Official Stance on CMake Adoption
What is the official stance on CMake adoption? Is if simply a fork in the development, or will all of Boost eventually be built using CMake? Michael
AMDG On 04/30/2015 07:48 PM, Michael Ainsworth wrote:
What is the official stance on CMake adoption?
Boost does not use CMake and is unlikely to for the foreseeable future.
Is if simply a fork in the development, or will all of Boost eventually be built using CMake?
In Christ, Steven Watanabe
Michael Ainsworth wrote
What is the official stance on CMake adoption? Is if simply a fork in the development, or will all of Boost eventually be built using CMake?
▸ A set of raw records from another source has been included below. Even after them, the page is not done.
PR #932, opened 2026-09-12
refactor: remove the Insights credential kind

blaipr:
Sits on top of #931. Second of three, from the "inherited Red Hat surface" section of the [roadmap thread](https://forum.ascender-automation.org/d/15-to-do-list-of-major-things-on-the-roadmap).

## Problem

`insights` is one of the `KIND_CHOICES` on `CredentialType`, and nothing can have it:

- there is no managed Insights credential type, so none ships;
- a custom credential type is restricted to `cloud` or `net` by `serializers.py`, so none can be created;
- the only consumer was the Insights project type, removed in #931.

## Change

The choice, the two inventory source validation messages that listed `insights` among the disallowed kinds, and the entry in the UI's `unacceptableCredentialTypes`, which named a credential namespace that cannot exist.

## No migration, on purpose

Django does not enforce choices at the database level, so a row carrying `kind='insights'` in a database migrated from AWX keeps loading exactly as before. It was already unusable, since the project type that consumed it is gone. Deleting such rows is a decision for whoever runs that install, and a data migration that removed credentials would be a poor default.

## Checks

`ruff check` clean on the three Python files, `npx eslint` clean on `Credential.tsx`. The credential type test parametrises over kinds a custom type may not use, so `insights` leaves that list with the choice itself.

## Left alone deliberately

`awx/ui/src/screens/Credential/shared/data.credentialTypes.json` still contains an Insights row. It is a captured API response used as test data rather than a description of what exists, and editing it would churn tests unrelated to this change.


blaipr:
Amended: this was missing its migration.

Removing `insights` from `KIND_CHOICES` without one leaves Django's autodetector seeing the model and the migrations disagree. `makemigrations --check` fails, `makemigrations` offers a spurious `0215` on every run, and the next real migration anybody generates silently carries this change inside it. My original message argued no migration was needed because PostgreSQL does not enforce choices, which is true about the data and beside the point about the state.

`0215_alter_credentialtype_kind` is in the commit now. It emits no meaningful schema change, and a row carrying `kind='insights'` in a database migrated from AWX still loads exactly as it did.

Verified on a fresh database: migrate applies cleanly through `0215`, and `makemigrations --check main` then reports no changes. The rest of the stack is rebased on it.

cigamit (approved):

PR #936, opened 2026-09-12
test: fail the build on a new accessibility violation

blaipr:
Sits on top of #935 and the rest of that stack. From the "architecture and code shape" section of the [roadmap thread](https://forum.ascender-automation.org/d/15-to-do-list-of-major-things-on-the-roadmap).

## Change

`@axe-core/playwright` scans the rendered page against WCAG 2 A and AA on three screens: the login page a signed out visitor sees, and the jobs and templates lists that most of the application is built from. The spec lives with the other end-to-end tests and `npm test` already runs everything in `tests/`, so the CI workflow needs no change.

It compares what each screen violates against a recorded baseline and fails only on something **new**. A zero violation gate on an application that does not pass WCAG today would fail on arrival and be switched off within a week; this one fails on regressions, which is the thing worth catching.

**No baseline file ships, because there is nothing to record.** All three screens are clean.

## The one thing the scan found, fixed rather than baselined

`awx/ui/index.html` had no `<title>`. `Login.tsx` sets one, but only after its branding request resolves, so until then the document has no title at all: axe reports `document-title`, a screen reader announces nothing useful, and the browser tab shows the URL. The template now ships a static `<title>Ascender</title>`, which the custom branded title still overrides at runtime.

## Checks

Run against a development stack brought up from this branch, `make docker-compose` with the UI built and the web process restarted so it serves it:

- before the fix: login failed with `document-title`, jobs and templates passed;
- after the fix and a UI rebuild: **3 passed**, and `curl` confirms the served `index.html` carries the title.

## Worth knowing

Three screens is a start, not coverage. The forms are where accessibility problems usually live, and they need a signed in session and seeded data, which the existing `seed.js` already provides. Adding them is the obvious follow up once this is green in CI.


blaipr:
Finished this one off, and in doing so found that it did not work.

**It had no baseline.** The gate reads `accessibility-baseline.json` and treats anything not in it as new. The file was never written and never committed, so `baseline()` returned `{}`, every existing violation counted as a regression, and all three tests failed on arrival. It is recorded and checked in now.

**And the wait was wrong, which hid what the gate was for.** `networkidle` fires while React still has an empty root, so axe was scanning 21 elements and reporting nothing: `jobs` looked clean when it has three violations. Waiting for the page shell and letting it settle gives the real answer. `networkidle` is gone rather than kept alongside, because on the two forms that poll it never fires at all and the test times out at 90s.

**Then the follow up this pull request asked for.** Three list screens is not coverage, and the forms are where accessibility problems live, so seven of them are scanned now: project, inventory, credential, organization, user, team and job template.

That found something immediately:

| | |
| - | - |
| every list and form | `button-name`, `link-name` |
| the two lists, additionally | `color-contrast` |
| the job template form, alone | **`label`** |

`label` is a control with nothing naming it, on the biggest form in the application. Three list screens would never have seen it.

Checked by taking `label` back out of the baseline, which fails the gate with exactly what it should say:

```
Error: new accessibility violations on template-add: label
```

The e2e suite is **21 passed**, where it was 14 with 3 of them failing.

cigamit (approved):

PR #937, opened 2026-09-12
ci: fail on a type regression in the packages that are clean

blaipr:
Sits on top of #936 and the rest of that stack. From the "architecture and code shape" section of the [roadmap thread](https://forum.ascender-automation.org/d/15-to-do-list-of-major-things-on-the-roadmap), which asks to promote `ty` from advisory to blocking one package at a time.

## Problem

`ty` runs over the whole tree and reports without failing, which is the right setting while there is a backlog: **2,896 diagnostics** today. The cost is that a package reporting nothing now can start reporting tomorrow and nothing says so.

## Change

`typecheck-strict`: the same pinned checker, failing, over the twelve packages that already report nothing, plus a blocking `api-type-check-strict` matrix entry. The advisory whole-tree run stays exactly as it is, so the backlog is still visible and still not a merge blocker.

A package moves into the strict list the moment it comes clean. That is the "one package at a time" the roadmap asks for, made mechanical.

## Where the backlog actually is

Measured in the devel image, so whoever works it next knows where to start:

| area | diagnostics |
| --- | --- |
| `awx/main/tests` | 1,107 |
| `awx/main/models` | 603 |
| `awx/api/views` | 144 |
| `awx/api/serializers` | 112 |
| `awx/sso/tests` | 92 |
| `awx/main/credential_plugins` | 89 |
| `awx/main/tasks` | 79 |

## Checks

Run in a devel image built from this branch: `tox -e typecheck-strict` reports **All checks passed**, and the advisory `typecheck` still exits 1 with the 2,896 diagnostics, unchanged.


blaipr:
Rebased onto current `main` and this is mergeable again.

cigamit (approved):

PR #940, opened 2026-09-12
refactor: rename TOWER_URL_BASE to ASCENDER_URL_BASE

blaipr:
Sits on top of #939 and the rest of that stack. From the "inherited Red Hat surface" section of the [roadmap thread](https://forum.ascender-automation.org/d/15-to-do-list-of-major-things-on-the-roadmap): rename the `TOWER_*` settings, `TOWER_URL_BASE` most of all, keeping aliases for a release.

## Change

`TOWER_URL_BASE` becomes `ASCENDER_URL_BASE`: the registered setting, the 56 references across the API, the analytics collectors, the notification templates, the log formatter, the UI settings screen and the docs.

Conf migration `0011` carries the stored value across, using the same `rename_setting` helper as the three earlier renames in this repo. A deployment that sets the old name in `/etc/tower/conf.d` keeps working for a release through a fallback in `production.py`; the installers set it through the API, which the migration covers.

Two more in the same sweep:

- `TOWER_SECRET_KEY`, the environment variable `regenerate_secret_key` reads, becomes `ASCENDER_SECRET_KEY`, with the old name still honoured.
- The Ascender credential type now injects `ASCENDER_HOST`, `ASCENDER_USERNAME`, `ASCENDER_PASSWORD`, `ASCENDER_VERIFY_SSL` and `ASCENDER_OAUTH_TOKEN` beside the `TOWER_` and `CONTROLLER_` names it already sets, so ascender-kit and the collection have something to move to rather than a cliff.

## Left alone deliberately

`LOG_AGGREGATOR_TOWER_UUID` and the `tower_uuid` field in the log payload. That field is a wire format: [ascender-ledger](https://github.com/ctrliq/ascender-ledger) and any other aggregator parse it, so renaming it belongs with the logging work, not here.

## Checks

Against a running development deployment built from this branch, not in theory:

1. seeded `TOWER_URL_BASE = https://old-deployment.example.com` in the database;
2. `awx-manage migrate conf` → OK;
3. the value is now under `ASCENDER_URL_BASE`, and the `TOWER_URL_BASE` row is gone;
4. `GET /api/v2/settings/system/` serves `ASCENDER_URL_BASE` with that value and no longer offers the old name.

Test suites: 1,368 unit and functional tests including `test_settings.py`, the secret key regeneration commands and the credential plugins; the UI Setting screens, 332 tests. The generated API types were regenerated rather than hand edited, and regenerating twice is byte identical, so #934's drift check stays green.

## Follow-ups in other repositories

`ascender-install`, `ascender-k8s-install` and `ascender-pro-install` each set `TOWER_URL_BASE` through the API, and `ascender-collection` names it in a test config. They keep working until the migration runs, and then need the new key; I will open those separately.


blaipr:
This branch had a real failure in it, found while chasing the functional suite to zero.

`test_inventory_update_injected_content[ascender]` failed because **this pull request caused it**: the ascender credential injector gained `ASCENDER_HOST`, `ASCENDER_USERNAME`, `ASCENDER_PASSWORD`, `ASCENDER_VERIFY_SSL` and `ASCENDER_OAUTH_TOKEN` alongside the `TOWER_` and `CONTROLLER_` ones, and the reference environment the test compares against still listed ten variables where the injector now produces fifteen.

```
AssertionError: assert {'TOWER_HOST'...} == {'TOWER_HOST'...}
  Right contains 5 more items:
  {'ASCENDER_HOST': 'https://foo.invalid', 'ASCENDER_OAUTH_TOKEN': '', ...}
```

`awx/main/tests/data/inventory/plugins/ascender/env.json` now records all fifteen, in the shape the test's own generator writes: indent 4, keys sorted.

## Why this was not visible before

The functional suite reports 96 failures on a reused test database, and this was one of them, indistinguishable from the noise. `pytest.ini` passes `--reuse-db`, so the database survives between runs; the coverage target passes `--create-db` and builds it fresh, which is why CI is green and only a local `make test` sees them.

Rebuilding the database takes the suite from 96 failures to one, and that one was this.

## Where it stands now, on this branch

| | |
| - | - |
| `awx/main/tests/functional` | **2,338 passed, 5 skipped, 0 failed** |
| `awx/main/tests/unit`, `awx/conf`, `awx/sso/tests` | **1,691 passed, 1 skipped** |

I also spent a while on a fix for the other 95 that I then threw away, which is worth recording so nobody repeats it: I diagnosed them as leftover hourly event partitions holding foreign keys that make `TRUNCATE` fail, and wrote a conftest fixture to drop them. Checking whether it actually dropped anything said no: `main_jobevent` is not partitioned in the test database at all, because `--nomigrations` builds the schema from the models. The partitions are in the development database, which is where I had looked. The 95 are a test database whose schema predates something, and `--create-db` is what resolves them.

cigamit (approved):

PR #942, opened 2026-09-12
fix: give the statement timeout a source that is not uwsgi

blaipr:
Sits on top of #941 and the rest of that stack. Step one of [Path to ASGI](https://forum.ascender-automation.org/d/61-path-to-asgi), and the one step there worth doing whether or not the rest happens.

## Problem

`awx/settings/statement_timeout.py` imports `uwsgi` and derives PostgreSQL's `statement_timeout` from the `harakiri` value, so a query is cancelled before uwsgi kills the worker. Off uwsgi that import fails and it falls back to `DATABASE_STATEMENT_TIMEOUT`, which is `None` by default, so **no timeout is applied at all**.

That is invisible today, because uwsgi is what serves. It stops being invisible the moment anything else does: daphne or uvicorn would serve HTTP with no statement timeout anywhere, and nothing in the tree would report it.

## Change

A process that announces itself with `AWX_WEB_PROCESS` gets `DATABASE_STATEMENT_TIMEOUT`, or `110000` ms when that is unset, which is exactly what the uwsgi path works out to today: harakiri of 115 seconds less the five second margin. The web supervisor programs, both `uwsgi` and `daphne`, set the variable.

Everything else is untouched: task workers, management commands and migrations carry no marker, so they still get no timeout, because a long query there is the job rather than a symptom. And a uwsgi deployment behaves exactly as before, since harakiri is read first and still wins.

## Checks

- `awx/main/tests/unit/settings`: 35 tests, including three new ones for the web marker, the setting taking precedence over the default, and a task process being left alone.
- Demonstrated in the devel image: with the marker, `-c statement_timeout=110000`; without it, no options are added at all.

---

# Second commit: let the ASGI application serve HTTP, not just websockets

Collapsing onto one ASGI server needs that server to be able to answer the API. It cannot today:

```
$ curl -u admin:password http://127.0.0.1:8051/api/v2/ping/
<h1>500 Internal Server Error</h1>
ValueError: No application configured for scope type 'http'
```

## Three things were in the way

**Channels 4 no longer fills in an http application.** Channels 2 did when the protocol mapping left it out. `ProtocolTypeRouter` now raises instead, so the ASGI application serves websockets and nothing else. The mapping names one.

**Seven call sites read `request.environ`.** That attribute is on `WSGIRequest` and not on `ASGIRequest`, so every request died with `AttributeError: 'ASGIRequest' object has no attribute 'environ'`. Under WSGI, `self.META = environ` is the same dict object, and under ASGI Django builds `META` from the scope with `REMOTE_ADDR`, `REMOTE_HOST` and the headers these sites want. They read `META`, which is identical under WSGI and correct under ASGI.

**`URLModificationMiddleware` registered two settings in `__init__`.** Django builds the middleware chain once per handler, and there is more than one handler the moment both applications exist, so the second raised `ImproperlyConfigured: Setting "NAMED_URL_FORMATS" is already registered.` It now registers once per process.

## The ASGI application now answers the API

53 endpoints fetched through both servers and compared:

| | |
| - | - |
| byte-identical status and body | **51** |
| different | **2** |

Both differences are noise rather than behaviour. `/api/v2/bulk/` is the browsable page, which differs from **itself** on 14 lines between two calls to the same server: CSRF token, request id, timings. `/api/v2/metrics/` returns the same four `awx_status_total` values in a different line order.

## What this deliberately does not do, and why

It does not switch anything over, because the measurement says which server the collapse would have to use. Through nginx, 60 requests at each concurrency:

**`/api/v2/ping/`**

- 1 at a time: uwsgi 78ms, daphne 85ms, uvicorn 84ms.
- 5 concurrent: uwsgi **41.1 req/s**, daphne **7.5**, uvicorn **19.3**.
- 20 concurrent: uwsgi **45.2 req/s**, daphne **6.9**, uvicorn **34.2**.

**`/api/v2/job_templates/`**

- 1 at a time: uwsgi 497ms, daphne 509ms, uvicorn 481ms.
- 5 concurrent: uwsgi **4.6 req/s**, daphne **1.5**, uvicorn **3.3**.
- 20 concurrent: uwsgi **4.6 req/s**, daphne **1.4**, uvicorn **4.9**.

One request at a time the three are indistinguishable. Under load daphne is three to six times worse, because it is one process and one event loop running sync views behind the GIL, against five uwsgi worker processes. **daphne is not a replacement for uwsgi**, and a collapse that assumed it was would have cost most of the throughput.

uvicorn with five workers is a replacement, and on the heavier endpoint at 20 concurrent it is slightly ahead. That is the shape the next step should take, and it is a dependency change rather than a one-line one, so it is not in here.

## Checks

- Three tests, **two of which fail on the commit before this one**: the mapping answers `http`, the named url middleware works on an `ASGIRequest`, and no module under `awx/` reads `request.environ`. The third catches the reintroduction of any of the seven.
- Live on the development stack after the change: the API through nginx and uwsgi still 200, named url rewriting still resolves `/api/v2/organizations/Default/` and still 404s an unknown one, and daphne answers `/api/v2/ping/`.
- `awx/main/tests/unit`, `functional/api`, `test_routing` and `test_named_url`: the same **8** failures before and after.

---

---

# The uvicorn swap has moved to #975

This pull request and that one were the same change, and only one of them is a judgement call.

**What stays here** is the part with no trade in it: the statement timeout off uwsgi, the ASGI application able to answer HTTP, and a test holding the logs to stdout. Nothing about how a deployment serves traffic changes.

**What moved to [#975](https://github.com/ctrliq/ascender/pull/975)** is replacing uwsgi and daphne with one uvicorn, which is at parity on the heavier endpoint under load and about half on the trivial one, with no later payback now that async views have been measured. That wants deciding rather than reviewing, and it was holding up three commits that do not.

#975 sits on this one, so the order is: this, then that if it is wanted.


blaipr:
Looked at the rest of this bullet, "one process per container: logs on stdout, no supervisor tree", and the two halves are in very different places.

**Logs on stdout is already done.** `AWX_LOGGING_MODE` decides it: `file` writes the nine per process logs to `/var/log/tower`, which is what a VM install wants, and `stdout` nulls those handlers and opens the console so the runtime collects them. Both the Dockerfile and the compose file set `stdout`, and the running container confirms it. Nothing to change.

What was not guarded is that it stays true. Every handler in `handler_config` goes through one loop that nulls the file class under stdout, but a handler added straight to `LOGGING['handlers']` with a `filename` would skip that loop and write a file inside a container that nobody reads. Four tests now load the settings under each mode and hold it: nothing writes a file under stdout, the nine still do under file, the console is gated behind debug on a VM and open in a container, and a mode that is neither is rejected rather than quietly treated as one of them.

**One process per container is a deployment change, and I have stopped short of it deliberately.** The image already splits into three: web runs nginx, uvicorn, ws-heartbeat and the cache clear loop; task runs the dispatcher, wsrelay and the callback receiver; rsyslog runs two. Going further means moving nginx and the two small loops out into their own containers in the operator's templates, and this repository cannot show that working. It wants doing where it can be deployed and watched, not asserted here.

So what this pull request now carries for the item is: the ASGI server serving both protocols, uwsgi and daphne both gone, and the logging half pinned. The container split is the piece left, and it belongs in `ascender-operator`.

blaipr:
I have been saying, here and in the commit message, that this pull request's throughput cost is "exactly what the async views item removes". I went to measure that before recommending the two be decided together, and it is **wrong**.

## What I measured

Two views doing identical work, a twenty row ORM read, one `def` and one `async def`, plus a third using Django's own async ORM API. Served by uvicorn, through nginx, `ATOMIC_REQUESTS` off so the async ones can run at all:

| concurrency | sync | async | async ORM |
| - | - | - | - |
| 1 | **9.3 req/s**, 98ms | 7.7 req/s, 120ms | 8.0 req/s, 122ms |
| 5 | 11.8 req/s | **12.5 req/s** | 11.9 req/s |
| 20 | **19.2 req/s** | 18.1 req/s | 17.1 req/s |

Async is not faster. It is about 20% slower at one at a time and level within noise under load.

## Why, and why it will stay that way

The ORM is synchronous. An `async def` view that reads the database still crosses into a thread to do it, so the hop does not go away, it moves from the view boundary to each ORM call. `async for obj in Model.objects.all()` is the same threadpool underneath, which is why the third column is no better than the second.

Async views pay off for a view that waits on something that is already async, and AWX views wait on the database.

## And the combination is refused outright

Not a preference, a `RuntimeError`:

```
RuntimeError: You cannot use ATOMIC_REQUESTS with async views.
```

So the two are not a package. Turning `ATOMIC_REQUESTS` off buys nothing here while the ORM is sync, and it gives up a transaction per request to buy it.

## What that means for this pull request

It has to stand on its own, which changes the question. It is not a down payment on a throughput win that arrives later; it is one server instead of two, at parity on `/api/v2/job_templates/` under load and about half on `/api/v2/ping/`. Worth having for the operational simplicity, or not worth the trivial-endpoint cost. That is a judgement rather than a measurement, and it is not mine to make.

What I would not do is merge it *expecting* async views to pay it back.

cigamit (approved):

PR #943, opened 2026-09-12
refactor: vendor the ascii plot instead of installing it

blaipr:
Sits on top of the stack ending at #942. From the roadmap list in [To Do](https://forum.ascender-automation.org/d/15-to-do-list-of-major-things-on-the-roadmap): "`asciichartpy`: keep `graph_jobs`, vendor the plot function or keep the package, the weakest item." This is the vendor.

## What it does

`asciichartpy` ships on every production image for one debugging management command, `graph_jobs`, which plots pending, waiting and running jobs on a terminal. The package is a single MIT licensed file with no dependencies of its own, and its `plot` function has not changed in years.

The function moves in tree as `awx/main/utils/ascii_chart.py`, with the doctests and the `from __future__ import division` dropped and nothing else touched. `licenses/asciichartpy.txt` stays where it is, and the module header points at it and at [kroitor/asciichart](https://github.com/kroitor/asciichart).

## Same output, checked rather than asserted

The vendored copy and the installed package were run against 306 series: the six documented examples, and 300 random ones with NaN gaps, one to three series, random heights and colours. They agreed **character for character on every one**, and all nineteen exported names are identical.

## Checks

- `awx/main/tests/unit/utils/test_ascii_chart.py`: nine new tests pinning the documented cases to the strings the package itself produced, so a change to the vendored copy that alters a single character fails here.
- `awx/main/tests/unit/utils`: 210 passed.
- `graph_jobs` imports and plots against the vendored module, verified in the devel image.


blaipr:
Closing this one: on reflection the trade is not worth it.

What it bought was one fewer PyPI package on every production image. What it cost was 120 lines of someone else's MIT code that we then own, review and keep, for a debugging management command. That is the wrong direction for a tree that is trying to get smaller, and `asciichartpy` is a single file with no dependencies of its own, so it was never the part of the footprint worth attacking.

PR #944, opened 2026-09-12
refactor: replace ace with CodeMirror 6 in the code editor

blaipr:
Sits on top of the stack ending at #942. From the roadmap list in [To Do](https://forum.ascender-automation.org/d/15-to-do-list-of-major-things-on-the-roadmap): "Swap `ace-builds` for CodeMirror 6: one non-test file imports it, and CodeMirror ships only what is used."

## Why

`CodeEditor.tsx` is that one file, and ace is the largest thing the UI ships. `ace-builds` arrives whole, and its modes and its theme are separate files imported for their side effects, so nothing can be dropped.

## What it costs the bundle

| | before | after |
| - | - | - |
| the CodeEditor chunk | 699.78 kB (193.77 kB gzip) | **433.07 kB (141.01 kB gzip)** |
| all of `static/js` | 4,735,923 bytes | **4,468,204 bytes** |

It was the biggest chunk in the application and it is now smaller than `Config`. Package count goes the other way, two packages out and nine CodeMirror and lezer ones in, which is the shape of that library: the win is the bytes that reach a browser, not the row count in `package.json`.

## What does not change

The component's props are the same, so no caller changes: the same four modes, the same auto height between `minRows` and `maxRows`, the same Enter to edit and Escape to leave, the same 250 ms debounce, the same Ctrl-F search box.

The colours are ace's twilight palette **to the hex**, but they are now CSS variables with those values as fallbacks. The four themes set the variables on `.cm-editor` rather than overriding rules with `!important` to reach ace's classes, which is what `dark.css` and `default.css` were doing.

## What changes for the better

- The editor renders only the lines in view, where ace built a line of DOM per line of content. That is the cost `MAX_ROWS` exists to cap, and a host's facts run to thousands of lines.
- A read-only editor is now a tab stop. Its scroll area was otherwise unreachable from a keyboard, which axe reports as `scrollable-region-focusable`: found while checking this change in a browser, and fixed here.
- The editable content carries `aria-labelledby` pointing at the PatternFly label that names the field, so the editor announces itself the way the old hidden textarea did.

## Checks

**Unit**: 551 files, 2,998 tests, all passing. `tsc --noEmit` and `eslint src` clean.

I don't think that Boost has an "official" position on CMake. Actually, Boost doesn't have very many "official positions" on anything - that's one reason we love it! Speaking for myself. I include CMake files as part of the serialization library. It doesn't conflict with boost in any way. I use it to build and test the boost serialization library every day. For more about this, see "Simple Tools" in the Boost library incubator. I encourage others to follow this practice. I can't predict the future, but I see a big future for CMake in boost. Some years ago, there was a very large effort to switch boost to use CMake. This was a failure. I believe that this was due to the manner that this effort was attempted rather than any inherent issues related to CMake itself. Not that CMake doesn't have issues - I've found that all the build/test systems have them. I see a big future for CMake in boost. Robert Ramey -- View this message in context: http://boost.2283326.n4.nabble.com/Official-Stance-on-CMake-Adoption-tp46749... Sent from the Boost - Users mailing list archive at Nabble.com.
Some years ago, there was a very large effort to switch boost to use CMake. This was a failure. I believe that this was due to the manner that this effort was attempted rather than any inherent issues related to CMake itself. Not that CMake doesn't have issues - I've found that all the build/test systems have them.
I've used CMake for several cross platform (Windows-Linux-Mac), an despite a few shortcomings have found it quite good. I don't know much about Boost.Build, but am interested in the "modularisation" status of boost, if someone could point me to the relevant reading material.
participants (3)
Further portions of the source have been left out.